Jane Austen contributed to what has been called as the “novel of manners”, a kind of
fiction focused on everyday routine life and events. Her novels are based on the premise that
there is a vital relationship between manners, social behavior, and character.

Austen Reworks the domestic novel into a novel of manners (a kind of fiction focused on
everyday routine life and events). It explores character, personal relationships, class distinctions
and their effect on character and behavior; the role of money and property in the way people treat
each other; the complications of love and friendship within this social world.
Conversation plays a central role and passions, and emotions are not expressed directly
but more subtly and obliquely. The most famous novel written by jane Austen is “Pride and
Prejudice”.

The action is set in Longbourn, a small country village in Hertfordshire, where Mr and
Mrs Bennet live with their five daughters: Jane, Elisabeth,Mary, Lydia and Kitty. The conflict
arises when members of the lower gentry (the Bennets) mingle socially with members of the
upper classes (Mr. Darcy and Mr. Bingley). The title is representative, suggesting the main
characters: Mr. Darcy = Pride; Elizabeth = Prejudice.

Main theme is the journey towards self-awareness and self-knowledge, complemented


by other themes (love, marriage, social status and wealth).

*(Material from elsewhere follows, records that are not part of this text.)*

PR #1402, opened 2026-05-26
test(e2e): workflow groups ②③ persistence-resume + import-from-claude (2 standalone)

Jiahui-Gu:
## Summary

Adds two standalone-launch e2e harnesses for ccsm's resume seams (workflow groups ② persistence-resume and ③ import-from-claude). Each owns its own electron launch and uses the existing `scripts/fixtures/fake-anthropic-api.mjs` unmodified.

- **`scripts/harness-e2e-persistence-resume.mjs`** — single case `reopen-resume`.
- **`scripts/harness-e2e-import-from-claude.mjs`** — single case `import-resume`.

### `reopen-resume` (persistence-resume)
| Step | Assertion | Status |
| --- | --- | --- |
| 1. Boot ccsm, create session, send `PROBE_TOKEN_RESUME_<rand>`, wait for token in xterm buffer | token lands in run-1 buffer | green |
| 2. `app.quit()` + `app.close()`, relaunch against SAME tempDir + userDataDir | clean shutdown, second launch starts | green |
| (a) | Sidebar row `[data-session-id="<sid>"]` exists after relaunch | green |
| (b) | Clicking the row → xterm buffer replay contains `PROBE_TOKEN_RESUME_*` | green |
| (c) | New claude child argv contains `--resume <sid>` | **proxy-green / direct red-blocked** — see below |
| extra | `window.ccsmPty.list()` reports an entry for the sid | green |

### `import-resume` (import-from-claude)
| Step | Assertion | Status |
| --- | --- | --- |
| 1. Pre-seed JSONL with `PROBE_IMPORT_<rand>` user frame under `<tempDir>/.claude/projects/<encoded-cwd>/<sid>.jsonl` + the canonical CLI projects path | scanner can see + claude can resume | green |
| 2. Launch ccsm; assert seeded sid is NOT in Sidebar yet | unimported state | green |
| 3. Click sidebar Import button (download icon, aria-label "Import session") | ImportDialog opens | green |
| 4. Scan dialog lists the seeded session row (`#import-row-<sid>`) | scanner found the seed | green |
| 5. Check the row + click "Import 1" | import flow runs | green |
| 6. Sidebar row appears with `session.resumeSessionId === <sid>` | store wired correctly | green |
| 7. Click row to open | terminal attaches | green |
| (a) | claude child argv contains `--resume <sid>` | **proxy-green / direct red-blocked** — see below |
| (b) | xterm buffer replay contains `PROBE_IMPORT_*` | green (this proxies for (a) — only `--resume` re-prints prior content) |
| extra | `window.ccsmPty.list()` reports an entry for the sid | green |

## Red blocker: direct claude argv inspection

**The spec asks each case to assert "the new claude child argv contains `--resume <sid>`". ccsm currently exposes no JS-side seam for this:**

- `window.ccsmPty.list()` returns `{ sid, pid, cols, rows, cwd }` — no `args`.
- A main-process monkey-patch on `require('node-pty').spawn` via `electronApp.evaluate(...)` was attempted three ways (bare `require`, `Module.createRequire`, walking `process.mainModule.children`). All failed inside playwright's sandbox: bare `require` is undefined; `process.mainModule.require('node-pty')` can't resolve from the playwright harness root; `process.mainModule.children` is empty as observed from the closure.

**Documented gap.** Both harnesses therefore use the strongest indirect signals:

1. **PROBE_TOKEN buffer replay.** ccsm's `entryFactory` only spawns claude with `--resume <sid>` when a JSONL exists for the sid; the alternative `--session-id <sid>` path opens a fresh transcript with NO replay. If `PROBE_TOKEN_*` re-appears in the xterm buffer after relaunch / import, ccsm must have spawned claude with `--resume <sid>` — there is no other code path that re-prints the prior content.
2. **`window.ccsmPty.list()` reports the sid.** Confirms the pty was spawned via ccsm's IPC pipeline (not e.g. a leftover process).

**Direct argv check remains red** until a real seam is added. Two reasonable follow-ups:
- Extend `pty:list` IPC to include the spawn `args` array (cheap, ~3 lines in `lifecycle.ts` + `entryFactory.ts` Entry shape).
- Add a debug-only IPC channel that returns spawn argv when `CCSM_E2E_DEBUG=1`.

## Local 4-gate

| Gate | Result |
| --- | --- |
| `npm run typecheck` | pass |
| `npm run lint` | pass |
| `npm test` | pass (1850+ tests) |
| `node scripts/harness-ui.mjs` | 14/14 pass |
| `node scripts/harness-e2e-persistence-resume.mjs` | pass (~33s) |
| `node scripts/harness-e2e-import-from-claude.mjs` | pass (~23s) |

## Implementation notes worth flagging for review

- **Trusted seedCwd choice.** Both harnesses mint a fresh `mkdtempSync(path.join(tmpdir(), 'probe-cwd-'))` for the session's recorded cwd, deliberately avoiding three pitfalls that surfaced during iteration:
  1. cwd must EXIST (otherwise `resolveSpawnCwd` falls back to homedir and the spawn-cwd projectKey diverges from the seed location);
  2. cwd must have NO `.`-prefixed segments — the real claude binary's projectDir encoder collapses `.` → `-` while ccsm's `cwdToProjectKey` keeps the dot, producing path mismatches like `…ccsm-.claude-worktrees…` vs `…ccsm--claude-worktrees…`. claude responds with "No conversation found";
  3. cwd must NOT match `electron/import-scanner.ts:isCCSMTempCwd`, which filters out any `<TMP_ROOT>` path containing a `ccsm-` segment. A `probe-cwd-` prefix sidesteps the filter.
- **API-key auto-approval.** `seedMinimalOnboarding` pre-seeds `.claude.json` with `customApiKeyResponses.approved = ['fake-ci-key']`. Without this the CLI surfaces a "Do you want to use this API key?" prompt on first spawn against the fake server, which eats subsequent keystrokes.

## Test plan
- [x] Run both harnesses locally on Windows — both pass
- [ ] CI runs (deferred to PR pipeline)
- [ ] Reviewer: confirm the proxy-green stance for the argv assertion is acceptable, or land a follow-up that adds the seam

Files:
- `C:\Users\Jiahui\repos\ccsm\.claude\worktrees\agent-a0c34e476813e296c\scripts\harness-e2e-persistence-resume.mjs`
- `C:\Users\Jiahui\repos\ccsm\.claude\worktrees\agent-a0c34e476813e296c\scripts\harness-e2e-import-from-claude.mjs`

### DIFF
--- a/scripts/harness-e2e-import-from-claude.mjs
+++ b/scripts/harness-e2e-import-from-claude.mjs
@@ -1,0 +1,348 @@
+// E2E standalone harness — workflow group ③ import-from-claude.
+//
+// Single case: `import-resume`.
+//
+// Flow:
+//   1. Pre-seed a JSONL under `tempDir/.claude/projects/<encoded-cwd>/<sid>.jsonl`
+//      with a known user-input frame ("PROBE_IMPORT_<rand>") for an unknown sid.
+//   2. Launch ccsm with this tempDir. Sidebar must NOT show this session yet —
+//      it lives on disk under the upstream claude config path, not in ccsm.db.
+//   3. Click the sidebar Import button (download icon).
+//   4. Assert: the scan dialog lists the seeded session in its bucket.
+//   5. Check the row's checkbox, click "Import N".
+//   6. Assert: session row appears in Sidebar with `resumeSessionId === <sid>`.
+//   7. Click the session row to open it.
+//   8. Assert:
+//      (a) claude child argv contains `--resume <sid>` (captured via main-
+//          process monkey-patch on `node-pty`'s `spawn`).
+//      (b) xterm buffer replay contains "PROBE_IMPORT_<rand>" — the prior
+//          user line claude prints from its own JSONL on --resume.
+//
+// Run:
+//   node scripts/harness-e2e-import-from-claude.mjs
+
+import { existsSync, mkdirSync, mkdtempSync, rmSync, writeFileSync } from 'node:fs';
+import { tmpdir } from 'node:os';
+import * as path from 'node:path';
+import { randomUUID } from 'node:crypto';
+import {
+  createIsolatedClaudeDir,
+  dismissFirstRunModals,
+  launchCcsmIsolated,
+  waitForTerminalReady,
+  waitForXtermBuffer,
+} from './probe-utils-real-cli.mjs';
+import { startFakeAnthropicApi } from './fixtures/fake-anthropic-api.mjs';
+
+const sleep = (ms) => new Promise((r) => setTimeout(r, ms));
+
+// claude encodes a project's absolute cwd into the projectDir name by
+// replacing path separators + colons with `-`. Match the upstream encoder
+// (also used by `harness-real-cli.mjs:caseImportResume`).
+function encodeCwdForClaude(cwd) {
+  return cwd.replace(/[\\/:]/g, '-');
+}
+
+function seedMinimalOnboarding(tempDir, trustedCwd) {
+  const claudeJsonPath = path.join(tempDir, '.claude.json');
+  const trustedEntry = {
+    allowedTools: [], mcpContextUris: [], mcpServers: {},
+    enabledMcpjsonServers: [], disabledMcpjsonServers: [],
+    hasClaudeMdExternalIncludesApproved: false,
+    hasClaudeMdExternalIncludesWarningShown: false,
+    hasTrustDialogAccepted: true,
+    projectOnboardingSeenCount: 1,
+  };
+  const cfg = {
+    hasCompletedOnboarding: true,
+    bypassPermissionsModeAccepted: true,
+    // Pre-approve the fake-ci-key so the CLI doesn't prompt "Do you want to
+    // use this API key?" on cold start.
+    customApiKeyResponses: { approved: ['fake-ci-key'], rejected: [] },
+    projects: {
+      [trustedCwd]: trustedEntry,
+      [trustedCwd.replace(/\\/g, '/')]: trustedEntry,
+    },
+  };
+  writeFileSync(claudeJsonPath, JSON.stringify(cfg, null, 2));
+  for (const name of ['settings.json', 'settings.local.json']) {
+    writeFileSync(path.join(tempDir, name), JSON.stringify({}, null, 2));
+  }
+}
+
+// IMPORTANT — argv-inspection seam status (TDD red-blocker per spec):
+//   The spec asks: "claude child argv contains `--resume <sid>`".
+//   ccsm does not expose claude's argv to JS — `window.ccsmPty.list()`
+//   returns `{ sid, pid, cols, rows, cwd }` with no `args`. A main-process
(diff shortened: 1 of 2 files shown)


Jiahui-Gu:
## Reject — `harness-e2e-import-from-claude` is RED on macOS + Windows CI

Cold-context review. The persistence-resume harness is clean and the proxy reasoning (PROBE_TOKEN replay ⇒ `--resume` was used) checks out against `electron/ptyHost/entryFactory.ts` — `--session-id` opens a fresh transcript with no replay, so token reappearance is in fact load-bearing. That harness passes all 3 platforms.

But `harness-e2e-import-from-claude` fails identically on macOS-latest and windows-latest (Linux passes):

```
[harness-e2e-import-from-claude] <<< FAIL import-resume (~78s):
Error: waitForXtermBuffer: pattern /PROBE_IMPORT_XXXXXX/ not found within 60000ms.
Last screen tail:
No conversation found with session ID: <seedSid>
```

The PR description claims "Run both harnesses locally on Windows — both pass", but CI windows-latest reproduces the same `No conversation found` that the author documented as the cwd-encoder mismatch quirk. The `probe-cwd-` workaround sidesteps the `.claude` segment problem but evidently does not produce a path that survives the round-trip between ccsm's `cwdToProjectKey` and claude's projectDir encoder on macOS/Windows runners (likely tmpdir paths containing characters or casing differences not handled by the simple `[\/:] → -` replacement on line 43).

Two things to investigate:
1. The encoder on line 42-44 is a simplified copy of claude's actual encoder. The real claude binary may also collapse other characters (e.g. `.`, leading dot in `/var/folders/...` on macOS, drive-letter colon-then-backslash on Windows). Reproduce locally on a fresh macOS/Windows runner-shaped tmpdir, then either fix the encoder or pick a seedCwd that is robust across platforms.
2. Consider asserting that the seeded JSONL is actually discoverable by claude before driving the UI (spawn `claude --resume <seedSid>` in the seed cwd in a dry-run and require it not to print "No conversation found"); this would have caught the platform skew at seed-time instead of at the 60s buffer-wait timeout.

Other notes (non-blocking, fix at your discretion):
- The three documented quirks (cwd encoder mismatch, `ccsm-` import-scanner filter, api-key prompt seeding) are test-side workarounds for real ccsm/claude behavior — the cwd encoder divergence between `cwdToProjectKey` and claude's encoder is worth filing as its own issue regardless (`jsonlResolver.ts` already has copy-into-place mitigation for some cases, but a single canonical encoder would be cleaner). Not a merge blocker for this PR.
- The PROBE_TOKEN proxy is acceptable; do not gate this PR on a real argv seam. Follow-up is fine.

Action: fix the import-resume harness so all 3 e2e platforms are green, then re-request review. Do not merge until then.

Jiahui-Gu:
Process note (non-blocking): the latest update used `git push --force-with-lease` to replace a transitional commit on this branch. Per the project workflow rule (`feedback_dev_workflow.md`), force-push / amend on shared branches is discouraged — please prefer append commits in the future so PR history stays linear and reviewable. The dual-encoder fix itself is sound and CI is fully green; merging.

In 19th century England, manners played a big role. In her book” Pride and Prejudice”,
Jane Austen portrays many different aspects of English social manners in the 1800s, and these
facets of English etiquette, including traveling etiquette, social propriety, and dancing, greatly
affect the plot of the book.

The women we see portrayed in “Pride and Prejudice “range from the upper-middle and
gentry classes to aristocrats like Lady Catherine de Bourgh. Elizabeth defends herself to Lady de
Bourgh as a gentleman's daughter, and we note that her father owns an estate big enough to
support different values, like hunting.